Much has been written about this ethical ‘duty to warn.’ For example, the Human Genetics Commission has concluded:35

…disclosure of sensitive personal genetic information for the benefit of family members in certain circumstances may occasionally be justified. This would arise where a patient refuses to consent to such disclosure and the benefit of disclosure substantially outweighs the patient's claim to confidentiality (at [3.68]).

Other justifications for breaching confidentiality include the ‘right to know’ one's genetic risks, the facilitation of relatives’ future decision-making, and the emerging argument that genetic information is ‘familial information’, not ‘individual information’.36

For FH and other conditions where there is a proven intervention to prevent the onset of disease, the justification for breaching confidentiality in cascade testing may be stronger. However, we also recognise that with 75% of probands still to be identified, a failure to warn of genetic risk could be overcome via other means, such as public education. The contact tracing protocol should foresee this issue and consider various alternative courses for action. Ultimately, any breach of confidentiality should only be considered when certain criteria are met, summarised in Table 2.

Table 2 Criteria to be met when breaching confidentiality is contemplated37

Conclusion

Recommendation and practical strategy

It may not be appropriate to straightforwardly and inflexibly adopt the direct contact method of family tracing for FH. This approach should not be taken at the expense of involving the proband, who should be given an adequate opportunity to communicate with his or her family members prior to contact being initiated by the cascade screening programme.

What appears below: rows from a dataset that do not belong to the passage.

PR #1865, opened 2015-10-12
Fixed a wrong test

micheles:
The build https://ci.openquake.org/job/master_oq-engine/2037/ is broken because the ClassicalRiskExportTestCase is broken: there is a site which is outside of the region_constraint. Because of the long standing bug fixed in https://github.com/gem/oq-engine/pull/1863 that site was included, even if in reality it was outside the region! To get back the test to work, I am moving the site inside the region constraint.

The tests are running here: https://ci.openquake.org/job/zdevel_oq-engine/1472


daniviga:
LGTM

We therefore propose that, rather than implementing direct contact tracing as soon as the proband has given permission for this to take place, it is preferable to do this only after initial family contact has been established by the proband, if they indicate their wish to do so. This renders the cascade screening programme as a ‘second line’ of contact but the main source of information, counselling and advice. This method of contact is flexible enough to allow families time for digestion and communication of information, yet will facilitate a greater rate of case identification. Probands will feel more empowered, yet will not have responsibility for following up all of their relatives. If a proband fails to respond to the clinic, a follow-up phone call can initiate direct contact.

In developing a protocol for contacting relatives, several potential problems will need to be taken into consideration. The following recommendations should therefore be incorporated into protocol design:

  1. 1

    A nurse or doctor who has appropriate training should discuss the prospect of contact tracing with probands.

  2. 2

    Probands should be provided with information to pass on to relatives before clinic contact. If no responses are received, contact the proband again to ask if clinic-initiated contact would be preferred.

  3. 3

    Direct contact with relatives should use general language to avoid reactions of alarm and concern. The voluntary nature of testing should be emphasised.

  4. 4

    Contact tracing should be tailored to each family by discussing aspects such as intrafamilial relationships and cultural factors with the proband. If a proband reports any potential difficulties, alternative methods of approach should be used. Contacting family members could be managed using the ‘Contextual Assessment Approach’ of Arar et al.32

  5. 5

    Do not record the names or addresses of relatives in the cascade screening register until they have positively responded to contact.

  6. 6

    Have detailed procedures to determine what to do if a proband refuses relative contact.

A further ideal for the successful implementation of any contact tracing program is to appropriately and effectively monitor the impact of the tracing method in place, and to ensure a variety of ethnic groups are included in any studies which monitor quality of life and health outcomes following screening for genetic conditions.